Thanks bykfixer for the run time test. It's clear that unlike many lights, including many Maglites, this one is going for flat, regulated output until the cells give out. I suspect the 3C does the same. Many lights as I'm sure most are aware slowly or even rapidly step down the output. This in a sense plays games with the rating system because you can claim a very high brightness, dim to say 11% after 1 minute then run for hours at this refused output level. The XL50 is VERY guilty of this sin. Hence 3AAA batteries seem to produce almost as much output and runtime as the 3C model.

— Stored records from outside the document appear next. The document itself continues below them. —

PR #688, opened 2025-01-29
Source time for stack trace timestamp from system time

chroniclekevinpowe:


src/main/java/net/openhft/chronicle/core/StackTrace.java
```diff
@@ -134,7 +133,8 @@ public static StackTrace forThread(Thread t) {
      */
     @NotNull
     private static ZonedDateTime nanosAsZonedDateTime() {
-        long nowNanos = CLOCK.currentTimeNanos();
+        // temporary change to confirm effect - only creates time at millisecond precision
+        long nowNanos = System.currentTimeMillis() * NANOS_PER_MILLI;
```
benbonavia, line 137: could we not use `System.nanoTime()`?

src/test/java/net/openhft/chronicle/core/StackTraceTest.java
```diff
@@ -40,38 +36,24 @@ static void thinking() {
...
     public void testDefaultConstructor() {
         StackTrace st = new StackTrace();
         String currentThreadName = Thread.currentThread().getName();
-        assertEquals(
-                "stack trace on " + currentThreadName
-                        + " at 2024-01-02T03:04:05.006007008Z",
-                st.getMessage()
+        assertTrue(
+                String.format("%s must match regular expression expecting 'stack trace on %s at' with following timestamp", st.getMessage(), currentThreadName),
+                st.getMessage().matches("stack trace on " + currentThreadName + " at \\d{4}-\\d{2}-\\d{2}T\\d{2}:\\d{2}:\\d{2}\\.\\d+Z$")
```
benbonavia: this regex pattern can be a constant

src/main/java/net/openhft/chronicle/core/StackTrace.java
chroniclekevinpowe: Unfortunately not.

src/test/java/net/openhft/chronicle/core/StackTraceTest.java
chroniclekevinpowe: Good point - ta

benbonavia (approved):

PR #689, opened 2025-01-29
Make timestamp inclusion in stack trace optional

chroniclekevinpowe:
Default stack trace generation to not include stack trace, but allow optional inclusion of timestamp in stack trace.

### DIFF
--- a/src/main/java/net/openhft/chronicle/core/StackTrace.java
+++ b/src/main/java/net/openhft/chronicle/core/StackTrace.java
@@ -80,7 +80,17 @@ public class StackTrace extends Throwable {
      * default message "stack trace".
      */
     public StackTrace() {
-        this("stack trace");
+        this("stack trace", false);
+    }
+
+    /**
+     * Constructs a new {@code StackTrace} for the current thread with the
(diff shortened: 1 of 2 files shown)


src/main/java/net/openhft/chronicle/core/StackTrace.java
```diff
@@ -80,7 +80,15 @@ public class StackTrace extends Throwable {
...
     public StackTrace() {
-        this("stack trace");
+        this("stack trace", false);
+    }
+
+    /**
+     * Constructs a new {@code StackTrace} for the current thread with the
+     * default message "stack trace", optionally including a timestamp in the stack trace message.
+     */
+    public StackTrace(boolean addTimestamp) {
```
benbonavia, line 92: maybe use the `@param` tag to describe the purpose of `addTimestamp` for the constructors for more strict javadoc correctness

chroniclekevinpowe: Ta - I missed one, clearly! More speed, less haste. :-)

benbonavia (approved):

PR #760, opened 2025-05-27
documentation-only sweep across net.openhft.chronicle.core.onoes.

peter-lawrey:
This pull request is a **documentation-only** sweep across *net.openhft.chronicle.core.onoes*.  
It finishes the work started in #751-#759, then removes a few items that review feedback flagged as noise.

| Patch | Theme | Notes |
|-------|-------|-------|
| 01/13 | **Whitespace** | Strip stray blanks from `package-info.java` to stop AsciiDoc paragraph drift. |
| 02-10/13 | **Javadoc overhaul** | Add or rewrite comments for every public type:<br>• crisp first-sentence summaries<br>• full `@param/@return/@throws` sets<br>• explicit thread-safety statements<br>• SLF4J mapping table in `LogLevel`<br>• examples and `@implNote/@apiNote`s<br>• modernised package overview. |
| 11-12/13 | **Noise removal** | Delete boiler-plate `{@inheritDoc}` blocks introduced during earlier iterations – the methods are self-explanatory. |
| 13/13 | **Tag hygiene** | Drop the `@since 3.25ea` markers that were making the docs verbose |

### Why we need it
* **Cleaner generated docs** – IDE tool-tips and the public site no longer italicise parameter names or show duplicated text.  
* **Accurate contracts** – Users now see thread-safety guarantees and fallback behaviour explicitly called out.  
* **Maintenance** – The codebase no longer carries superfluous tags, so future contributors have less clutter to maintain.  

There are **no code-path or binary changes**; all unit tests still pass.

### Impact & migration
Zero runtime impact – consumers do **not** need to recompile or change any code. The only visible change is richer, cleaner documentation.

### DIFF
--- a/src/main/java/net/openhft/chronicle/core/onoes/package-info.java
+++ b/src/main/java/net/openhft/chronicle/core/onoes/package-info.java
@@ -27,7 +27,6 @@
  * }</pre>
  *
  * @author OpenHFT - part of Chronicle-Core
- * @since 3.25ea
  * @see net.openhft.chronicle.core.onoes.ExceptionHandler
  */
 package net.openhft.chronicle.core.onoes;
--- a/src/main/java/net/openhft/chronicle/core/onoes/package-info.java
+++ b/src/main/java/net/openhft/chronicle/core/onoes/package-info.java
@@ -5,12 +5,10 @@
  * in a uniform manner throughout an application. This includes mechanisms for
  * chaining multiple exception handlers together, logging exceptions, handling
  * exceptions on a per-thread basis, and recording exceptions.
- * 
  * <p>
  * The core of this package is the {@link net.openhft.chronicle.core.onoes.ExceptionHandler}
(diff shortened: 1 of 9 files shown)


src/main/java/net/openhft/chronicle/core/onoes/package-info.java
```diff
@@ -1,32 +1,32 @@
...
- * 
  *
+ * Example usage for switching to {@link net.openhft.chronicle.core.onoes.RecordingExceptionHandler}:
+ * <pre>{@code
+ * Map<ExceptionKey, Integer> counts = Jvm.recordExceptions();
+ * // run code that generates exceptions
+ * Jvm.resetExceptionHandlers();
+ * }</pre>
+ *
+ * @author OpenHFT - part of Chronicle-Core
```
tgd: author tag

tgd (changes requested):
Spotted an author tag in the last javadoc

http://www.led-resource.com/2010/10/maglite-xl50-led-flashlight-review/
As for the much longer 3C run time, I think that is a case of just a very long tail on output vs time plot. Note one of the comments at the end of this review
http://www.led-resource.com/2015/04/maglite-ml300lx-review/
A poster noted that the 2D light went 33 hours at the low (143 lumen) setting while the 3D made it to 143(!) at the same output level. Well if you look at the plots you see that the 2D stayed flat for 11 hours vs 33 for the 3D. The 2D clearly has a less efficient boost converter (understandable). But that doesn't explain 33 vs 143 hours to get from 143 to 14.3 (10%) lumens. The review addressed this in a comment after the article. Basically they said that with 3 cells you don't need a voltage boost to drive the LED at a low level. So the system can run for a very long time with low cell voltage. However, when you consider the 2D system you need enough voltage to operate the boost converter. So you effectively hover just above 10% for a long time with the 3 cell but under 10% for a long time with a 2 cell. If the ML25 is like the ML300s then the 3C likely has 2x the flat run time and a very long, low output tail.
Incidentally, while this seems like kind of a cool light, my local Walmart has the ML50L 3C lights for $33. Not much extra for a light with huge output (that drops fairly quickly according to the ML300 plots) but also has various modes.